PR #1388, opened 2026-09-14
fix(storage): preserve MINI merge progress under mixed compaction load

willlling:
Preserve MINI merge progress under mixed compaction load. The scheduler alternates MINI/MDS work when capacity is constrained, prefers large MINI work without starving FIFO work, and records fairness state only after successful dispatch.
==
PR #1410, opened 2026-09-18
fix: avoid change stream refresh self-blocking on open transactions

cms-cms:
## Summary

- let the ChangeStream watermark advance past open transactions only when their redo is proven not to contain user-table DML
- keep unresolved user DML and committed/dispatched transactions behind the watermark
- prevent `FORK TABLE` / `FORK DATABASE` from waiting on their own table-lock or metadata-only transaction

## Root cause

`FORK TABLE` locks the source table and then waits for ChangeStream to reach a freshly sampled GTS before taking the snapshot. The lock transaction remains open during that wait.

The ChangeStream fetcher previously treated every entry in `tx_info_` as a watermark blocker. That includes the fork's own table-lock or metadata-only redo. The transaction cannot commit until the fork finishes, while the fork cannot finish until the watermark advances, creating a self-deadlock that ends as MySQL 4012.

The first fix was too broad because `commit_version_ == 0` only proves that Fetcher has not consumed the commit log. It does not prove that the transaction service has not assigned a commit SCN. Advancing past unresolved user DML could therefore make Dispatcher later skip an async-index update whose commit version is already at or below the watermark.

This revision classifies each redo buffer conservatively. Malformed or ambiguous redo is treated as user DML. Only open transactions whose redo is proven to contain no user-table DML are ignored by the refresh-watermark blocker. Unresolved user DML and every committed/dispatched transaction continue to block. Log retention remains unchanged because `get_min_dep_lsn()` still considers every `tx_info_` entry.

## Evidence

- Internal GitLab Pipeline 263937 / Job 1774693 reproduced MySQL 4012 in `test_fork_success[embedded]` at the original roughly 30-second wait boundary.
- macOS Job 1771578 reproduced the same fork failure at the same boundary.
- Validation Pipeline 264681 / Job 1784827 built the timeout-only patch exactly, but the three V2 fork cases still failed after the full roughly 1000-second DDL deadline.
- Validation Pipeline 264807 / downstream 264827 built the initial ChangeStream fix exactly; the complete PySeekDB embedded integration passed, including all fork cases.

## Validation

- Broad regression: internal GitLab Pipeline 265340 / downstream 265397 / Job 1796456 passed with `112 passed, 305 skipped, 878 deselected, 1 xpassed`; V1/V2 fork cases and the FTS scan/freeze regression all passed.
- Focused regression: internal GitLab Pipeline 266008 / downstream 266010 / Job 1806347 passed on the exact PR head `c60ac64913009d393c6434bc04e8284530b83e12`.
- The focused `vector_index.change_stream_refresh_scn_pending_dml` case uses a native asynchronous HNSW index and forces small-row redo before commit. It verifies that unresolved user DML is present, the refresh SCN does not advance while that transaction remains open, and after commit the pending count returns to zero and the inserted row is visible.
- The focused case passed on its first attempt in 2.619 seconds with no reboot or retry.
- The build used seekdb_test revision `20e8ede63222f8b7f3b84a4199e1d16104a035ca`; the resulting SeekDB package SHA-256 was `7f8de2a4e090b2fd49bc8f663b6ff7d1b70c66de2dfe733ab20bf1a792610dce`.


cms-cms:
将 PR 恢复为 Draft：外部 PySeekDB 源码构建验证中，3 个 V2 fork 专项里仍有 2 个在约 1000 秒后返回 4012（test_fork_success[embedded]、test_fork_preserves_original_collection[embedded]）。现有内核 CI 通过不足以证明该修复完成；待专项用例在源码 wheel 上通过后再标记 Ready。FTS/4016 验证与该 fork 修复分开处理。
---
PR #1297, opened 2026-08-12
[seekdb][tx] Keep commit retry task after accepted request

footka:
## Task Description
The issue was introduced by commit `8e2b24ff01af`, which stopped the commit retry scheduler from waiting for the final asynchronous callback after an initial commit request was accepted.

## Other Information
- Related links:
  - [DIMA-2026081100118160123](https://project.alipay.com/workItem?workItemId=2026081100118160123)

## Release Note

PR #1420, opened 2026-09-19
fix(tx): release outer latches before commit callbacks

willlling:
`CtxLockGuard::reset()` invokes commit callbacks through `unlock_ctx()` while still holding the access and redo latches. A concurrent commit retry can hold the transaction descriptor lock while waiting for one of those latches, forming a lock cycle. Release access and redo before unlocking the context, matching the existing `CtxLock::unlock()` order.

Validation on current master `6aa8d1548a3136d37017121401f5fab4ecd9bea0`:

-- EXERCISE DIRECTIONS --
Look for the string "load" in the entries above. Copy every line that has it.

-- EXERCISE ANSWER --
fix(storage): preserve MINI merge progress under mixed compaction load
Preserve MINI merge progress under mixed compaction load. The scheduler alternates MINI/MDS work when capacity is constrained, prefers large MINI work without starving FIFO work, and records fairness state only after successful dispatch.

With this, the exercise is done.